I don’t know why it’s important to anybody. I certainly do not need to explain my reasoning for getting a driver’s license and a good old fashioned “beater with a heater.”
I don’t care what reasons he wants to give for buying a car. I know why he bought a car.
He bought a car for the same reason he has bought all the other useless crap he’s accumulated since moving to Wisconsin. He’s a four year old in the cereal aisle of life and Mommy’s not around to stop him ripping open every box in sight.

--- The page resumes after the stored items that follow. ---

PR #2534, opened 2025-12-01
google-benchmark: do not build tests by default

mochaaP:
This reduces compilation time in downstream projects.


bgilbert:
Meson [older than 1.7](https://mesonbuild.com/Release-notes-for-1-7-0.html#test-targets-no-longer-built-by-default) doesn't respect `build_by_default: false` on tests, so we shouldn't deprecate `-Dtests=disabled` yet.

eli-schwartz:
I know -- and I qualify that as a simple bugfix in meson. For something that doesn't actually affect the build at all, just makes it a bit *faster*.

I question how important it is to keep hackish manual options around, that require the user to fiddle with the settings, just for a simple build time speed issue. It seems like a textbook case for "upgrade if you want it to be faster, use an old version if it's more important that it does build at all on some ancient deployment system".

bgilbert:
We should absolutely be tagging test executables as `build_by_default: false`, and I've started doing that.  But we shouldn't start logging complaints when parent projects want to skip building subproject tests on Meson versions more than _ten months old_.

Downstream projects need to run CI on the Meson versions they actually support, and even Ubuntu 24.04 only has Meson 1.3.2.  If we're serious about getting projects to use `--fatal-meson-warnings` in CI, we need to stop adding warnings for problems they can't actually fix.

Unchecked impulse control issues, thy name is Bill Schmalfeldt.
As soon as the shine wore off the $2300 Scootypuff (It was red! Vrooom, VROOM!) he kicked it to the curb and bought a car. And some new computers, audio equipment, an Apple Watch, contact lenses to stain with poop and God only knows what else.
I’m sure when the beater-with-a-heater coughs it up, there’ll be a new Ford F350 or Chevy Silverado replacing it.
Hey, when ya don’t have that extra mouth and two dogs to feed…but he’s obviously working on fixing one of those issues.
Yeah, I know why he bought a car, and why he bought everything else.
And I don’t care.
I’m just awfully glad to know that the cure for late stage ELEVENTYIVLIAR Parkinson’s disease is as simple as waiting for your wife to snuff and then hightailing it to Wisconsin.
Someone should notify Michael J. Fox.